*** RECORDS FOR THIS EXERCISE ***

PR #11606, opened 2025-08-08
[Devex Agent] Additional Contextual links

### LINKED ISSUE #11446: Enhance AzSDK MCP server tool to add contextual links in agentic SDK pull requests
## Summary

Currently, SDK pull requests generated via the AzSDK MCP server tool using agentic flow do not include sufficient contextual information. Specifically, they are missing:
- A link to the associated TypeSpec API specification pull request
- A link to the release plan
- A reference to the release plan work item

### Proposal

Update the MCP tool to automatically identify generated SDK pull requests and update their summaries to include the following additional context:
- Release plan link
- Release plan work item
- TypeSpec API pull request link

This will improve traceability and ensure that reviewers have all relevant context when reviewing SDK pull requests generated via the agentic flow.

### Impact
- Enhances the MCP server tool functionality
- Improves developer and reviewer experience
- Increases traceability for SDK releases

jeo02:
## Summary
- Added additional context to SDK generations PR's.
- Release plan link
- Release plan work item
- TypeSpec API pull request link
- API version
- Resolves #11446


tools/azsdk-cli/Azure.Sdk.Tools.Cli/Services/GitHubService.cs
```diff
@@ -79,6 +79,8 @@ public interface IGitHubService
         public Task<PullRequest?> GetPullRequestForBranchAsync(string repoOwner, string repoName, string remoteBranch);
         public Task<Issue> GetIssueAsync(string repoOwner, string repoName, int issueNumber);
         public Task<IReadOnlyList<RepositoryContent>?> GetContentsAsync(string owner, string repoName, string path);
+        public Task UpdatePullRequestAsync(string repoOwner, string repoName, int pullRequestNumber, string title, string body, ItemState state);
+        public Task AddReleasePlanInfoInSdkAsync(string repoOwner, string repoName, int prNumber, string releasePlanLink, string specPrLink, string workItemLink, string apiVersion);
```
praveenkuttappan: This method should not be in GitHub service. GitHub service should have a method to update pull request description. APIs in GitHub service is just helper to send request to GitHub.

tools/azsdk-cli/Azure.Sdk.Tools.Cli/Services/GitHubService.cs
```diff
@@ -311,5 +324,49 @@ public async Task<Issue> GetIssueAsync(string repoOwner, string repoName, int is
...
+            {
+                links += $"\nSpec Pull Request: {specPrLink}";
+            }
+            if (!string.IsNullOrEmpty(apiVersion))
+            {
+                links += $"\nSpec API version: {apiVersion}";
+            }
+
+            // Check if the PR body already contains the release plan/spec PR info
+            if (!string.IsNullOrEmpty(pr.Body) && pr.Body.Contains(links))
```
praveenkuttappan: alternate approach check this is to add header in the PR body like `## Release plan details` and just check if PR body contains this header instead of checking entire content.

tools/azsdk-cli/Azure.Sdk.Tools.Cli/Tools/SpecWorkflowTool/SpecWorkFlowTool.cs
```diff
@@ -389,8 +389,19 @@ public async Task<string> GetSDKPullRequestDetails(string language, int workItem
                     return $"SDK generation pipeline did not succeed. Status: {pipeline.Result?.ToString()}. For more details: {DevOpsService.GetPipelineUrl(buildId)}";
                 }
 
-                var data = await devopsService.GetSDKPullRequestFromPipelineRunAsync(buildId, language, workItemId);
-                return data;
+                var pr = await devopsService.GetSDKPullRequestFromPipelineRunAsync(buildId, language, workItemId);
+
+                if (gitHelper.IsPullRequestUrl(pr))
```
praveenkuttappan: You can avoid this check by using one regex to parse out all 3 components instead of having a helper in git. If regex parser fails, skip updating the info.

tools/azsdk-cli/Azure.Sdk.Tools.Cli.Tests/MockServices/MockGitHubService.cs
```diff
@@ -59,6 +59,11 @@ public Task<Issue> GetIssueAsync(string repoOwner, string repoName, int issueNum
             return Task.FromResult(issue);
         }
 
+        public Task UpdatePullRequestAsync(string repoOwner, string repoName, int pullRequestNumber, string title, string body, ItemState state)
+        {
+            throw new NotImplementedException();
```
maririos: is there a reason for the tests not to be added in this PR?

tools/azsdk-cli/Azure.Sdk.Tools.Cli/Tools/SpecWorkflowTool/SpecWorkFlowTool.cs
```diff
@@ -452,14 +466,54 @@ public async Task<string> LinkSdkPullRequestToReleasePlan(string language, strin
...
                 await devopsService.AddSdkInfoInReleasePlanAsync(releasePlan.WorkItemId, language, "", parsedLink);
-                return $"Successfully linked pull request to release plan {releasePlan.ReleasePlanId}, work item id {releasePlan.WorkItemId}";
+
+                // Parse PR URL components and update PR description if valid
+                var prUrlMatch = GITHUB_PR_URL_REGEX.Match(parsedLink);
+                if (prUrlMatch.Success)
+                {
+                    var repoOwner = prUrlMatch.Groups[1].Value;
+                    var prNumber = int.Parse(prUrlMatch.Groups[3].Value);
+                    await AddReleasePlanInfoInSdkAsync(repoOwner, repoName, prNumber, releasePlan.ReleasePlanLink, releasePlan.ActiveSpecPullRequest, releasePlan.WorkItemUrl, releasePlan.SpecAPIVersion);
```
maririos: if `await devopsService.AddSdkInfoInReleasePlanAsync(releasePlan.WorkItemId, language, "", parsedLink);` fails, does that mean that the release plan info won't be added to the SDK PR?
Is this dependency intentional?

tools/azsdk-cli/Azure.Sdk.Tools.Cli/Tools/SpecWorkflowTool/SpecWorkFlowTool.cs
```diff
@@ -452,14 +466,54 @@ public async Task<string> LinkSdkPullRequestToReleasePlan(string language, strin
                 }
 
                 await devopsService.AddSdkInfoInReleasePlanAsync(releasePlan.WorkItemId, language, "", parsedLink);
-                return $"Successfully linked pull request to release plan {releasePlan.ReleasePlanId}, work item id {releasePlan.WorkItemId}";
+
+                // Parse PR URL components and update PR description if valid
+                var prUrlMatch = GITHUB_PR_URL_REGEX.Match(parsedLink);
```
maririos: `parsedLink` was already a url that was parsed. Do you need to parse it again?

maririos (commented):
Looks like the description of the original issue got updated and `Namespace GH issue` for management plane is now missing.

Could you add that property too?

tools/azsdk-cli/Azure.Sdk.Tools.Cli/Tools/SpecWorkflowTool/SpecWorkFlowTool.cs
```diff
@@ -452,14 +466,54 @@ public async Task<string> LinkSdkPullRequestToReleasePlan(string language, strin
...
+            }
+            
+            // Check if the PR body already contains the release plan link (main indicator)
+            var header = "## Release Plan Details";
+            if (!string.IsNullOrEmpty(pr.Body) && pr.Body.Contains(header, StringComparison.OrdinalIgnoreCase))
+            {
+                return $"PR {repoOwner}/{repoName}#{prNumber} already contains release plan info. Skipping update.";
+            }
+
+            var links = $"{header}";
```
benbp: I would use `StringBuilder` here with `.AppendLine` that way newlines are cross platform (\n vs \r\n). Also just a bit easier to construct/read.

tools/azsdk-cli/Azure.Sdk.Tools.Cli.Tests/MockServices/MockGitHubService.cs
jeo02: Oh woops put that there so I could build then forgot about it. I'll implement it.

tools/azsdk-cli/Azure.Sdk.Tools.Cli/Tools/SpecWorkflowTool/SpecWorkFlowTool.cs
jeo02: for the matching being successful itself not really since as you said we already know there is a link. But I do need the 3 groups which are not extracted from currently.

jeo02: https://github.com/Azure/azure-sdk-tools/blob/f191a018e8e0ab6f4380cffd8609daa42ada404a/tools/azsdk-cli/Azure.Sdk.Tools.Cli/Services/DevOpsService.cs#L617-L622

Just get's the value vs I want the repo owner, repo name, and pr number.

tools/azsdk-cli/Azure.Sdk.Tools.Cli/Tools/SpecWorkflowTool/SpecWorkFlowTool.cs
```diff
@@ -465,16 +457,10 @@ public async Task<string> LinkSdkPullRequestToReleasePlan(string language, strin
                     return $"Release plan with ID {releasePlanId} or work item ID {workItemId} is not found.";
                 }
 
-                await devopsService.AddSdkInfoInReleasePlanAsync(releasePlan.WorkItemId, language, "", parsedLink);
+                var sdkInfoInRelease = devopsService.AddSdkInfoInReleasePlanAsync(releasePlan.WorkItemId, language, "", parsedLink);
```
richardpark-msft: (outsider comment)

It's so weird, based on the names of these methods, that they don't have sort of ordering dependency.

jeo02: I guess the thought being neither methods are dependent on each others success. 
But I also see the point that if one method fails and we probably will need to rerun the mcp tool then why run the second part.

tools/azsdk-cli/Azure.Sdk.Tools.Cli/Tools/SpecWorkflowTool/SpecWorkFlowTool.cs
maririos: 2 regex for the same thing feels like an overkill though. But I would leave it to you

tools/azsdk-cli/Azure.Sdk.Tools.Cli/Tools/SpecWorkflowTool/SpecWorkFlowTool.cs
maririos: Yes. I think they shouldn't depend on each other. They use similar data but they are not the same. If one fails, I would expect the tool to retry it. I won't expect the tool to fail for both.
I don't think one has priority over the other one either

maririos: also, maririos lol not marianan

tools/azsdk-cli/Azure.Sdk.Tools.Cli/Tools/SpecWorkflowTool/SpecWorkFlowTool.cs
```diff
@@ -455,8 +461,12 @@ public async Task<string> LinkSdkPullRequestToReleasePlan(string language, strin
                     return $"Release plan with ID {releasePlanId} or work item ID {workItemId} is not found.";
                 }
 
-                await devopsService.AddSdkInfoInReleasePlanAsync(releasePlan.WorkItemId, language, "", parsedLink);
-                return $"Successfully linked pull request to release plan {releasePlan.ReleasePlanId}, work item id {releasePlan.WorkItemId}";
+                var sdkInfoInRelease = devopsService.AddSdkInfoInReleasePlanAsync(releasePlan.WorkItemId, language, "", parsedLink);
+                var releaseInfoInSdk = AddReleasePlanInfoInSdkAsync(parsedLink, releasePlan);
```
maririos: I don't think this should be here. If this method is only to link a PR to a release plan, I don't see why we need to also add the release plan to the SDK PR.
That is already done by the `GetSDKPullRequestDetails`

tools/azsdk-cli/Azure.Sdk.Tools.Cli/Tools/SpecWorkflowTool/SpecWorkFlowTool.cs
```diff
@@ -455,8 +461,12 @@ public async Task<string> LinkSdkPullRequestToReleasePlan(string language, strin
...
+
+                await Task.WhenAll(sdkInfoInRelease, releaseInfoInSdk);
```
maririos, line 466: it would also eliminate the need to run this

tools/azsdk-cli/Azure.Sdk.Tools.Cli/Tools/SpecWorkflowTool/SpecWorkFlowTool.cs
```diff
@@ -393,8 +395,12 @@ public async Task<string> GetSDKPullRequestDetails(string language, int workItem
                     return $"SDK generation pipeline did not succeed. Status: {pipeline.Result?.ToString()}. For more details: {DevOpsService.GetPipelineUrl(buildId)}";
                 }
 
-                var data = await devopsService.GetSDKPullRequestFromPipelineRunAsync(buildId, language, workItemId);
-                return data;
+                var pr = await devopsService.GetSDKPullRequestFromPipelineRunAsync(buildId, language, workItemId);
+
+                var rp = await devopsService.GetReleasePlanForWorkItemAsync(workItemId);
+                await AddReleasePlanInfoInSdkAsync(pr, rp);
```
maririos: given that this method is getting the pull request and adding context to it, we should consider renaming it and maybe the description? although copilot shouldn't care if we add the link to the SDK PR....

tools/azsdk-cli/Azure.Sdk.Tools.Cli/Tools/SpecWorkflowTool/SpecWorkFlowTool.cs
```diff
@@ -465,6 +475,48 @@ public async Task<string> LinkSdkPullRequestToReleasePlan(string language, strin
             }
         }
 
+        public async Task AddReleasePlanInfoInSdkAsync(string pullRequestUrl, ReleasePlan releasePlan)
```
maririos: should this be private instead? I don't think people directly should call this

tools/azsdk-cli/Azure.Sdk.Tools.Cli/Tools/SpecWorkflowTool/SpecWorkFlowTool.cs
jeo02: It would be helpful from the dev standpoint to add it maybe to the xml summary but I don't think it matters for copilot itself.

tools/azsdk-cli/Azure.Sdk.Tools.Cli/Tools/SpecWorkflowTool/SpecWorkFlowTool.cs
jeo02: The reason it was added here was for the case where the SDK generation is done before creation of release plan. This MCP tool is the one called to then link the release plan and sdk pr in that scenario. 

The GetSDKPullRequestDetails wouldn't be able to link them in that scenario.

tools/azsdk-cli/Azure.Sdk.Tools.Cli/Tools/SpecWorkflowTool/SpecWorkFlowTool.cs
maririos: let's rename it

tools/azsdk-cli/Azure.Sdk.Tools.Cli/Tools/SpecWorkflowTool/SpecWorkFlowTool.cs
maririos: Ohh interesting. Could you clarify more how this flow works?
i.e
- When is the release plane required to be created? or prompt for it to be created?
- Someone generates the SDKs, at what point to they know they need to create a release plan and associate the PR links to that release plan?
- What is keeping track of all the PRs created curing the SDK generation phase if there was no release plan?

tools/azsdk-cli/Azure.Sdk.Tools.Cli/Tools/SpecWorkflowTool/SpecWorkFlowTool.cs
richardpark-msft: Also, if you're doing this all the time you could just make a small type and pass that around, instead of the string URL.

tools/azsdk-cli/Azure.Sdk.Tools.Cli/Tools/SpecWorkflowTool/SpecWorkFlowTool.cs
jeo02: I believe one of the big reasons was local generation. Here is a breakdown from Copilot.
1. [create-release-plan.prompt.md](https://github.com/Azure/azure-rest-api-specs/blob/main/.github/prompts/create-release-plan.prompt.md#step-6-link-sdk-pull-requests-if-applicable) - Step 6:
When: After a release plan is created or found
Context: If the user has already created SDK pull requests locally for any programming language
Purpose: To link existing SDK pull requests to the newly created or existing release plan
Process:
Ask user if they have SDK pull requests
Collect pull request links from user
Use LinkSdkPullRequestToReleasePlan to link each SDK PR to the release plan
2. [run-sdk-gen-pipeline.prompt.md](https://github.com/Azure/azure-rest-api-specs/blob/main/.github/prompts/run-sdk-gen-pipeline.prompt.md#step-1-check-for-existing-sdk-pull-requests) - Step 1:
When: At the beginning of SDK generation pipeline process
Context: If SDK pull requests already exist from local SDK generation
Purpose: To link existing SDK pull requests to the release plan before generating new ones
Process:
Check if SDK pull requests exist from local SDK generation
If SDK PR exists for a language, skip SDK generation for that language
Link existing SDK pull request to release plan
Summary: The tool is called to link pre-existing SDK pull requests (created locally or previously) to a release plan, either during release plan creation or before running the SDK generation pipeline to avoid duplicate SDK generation.

jeo02: Last question I assume either user needs to provide all the information to create the release plan or the copilot chat history would have everything needed to create the release plan.

maririos: Then disregard my comment :)

maririos (approved):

*** End of RECORDS FOR THIS EXERCISE ***

**TASK STATEMENT**:
Pick out and copy the lines of the entries that hold the string "server".

**RESPONSE TO THIS TASK**:
### LINKED ISSUE #11446: Enhance AzSDK MCP server tool to add contextual links in agentic SDK pull requests
Currently, SDK pull requests generated via the AzSDK MCP server tool using agentic flow do not include sufficient contextual information. Specifically, they are missing:
- Enhances the MCP server tool functionality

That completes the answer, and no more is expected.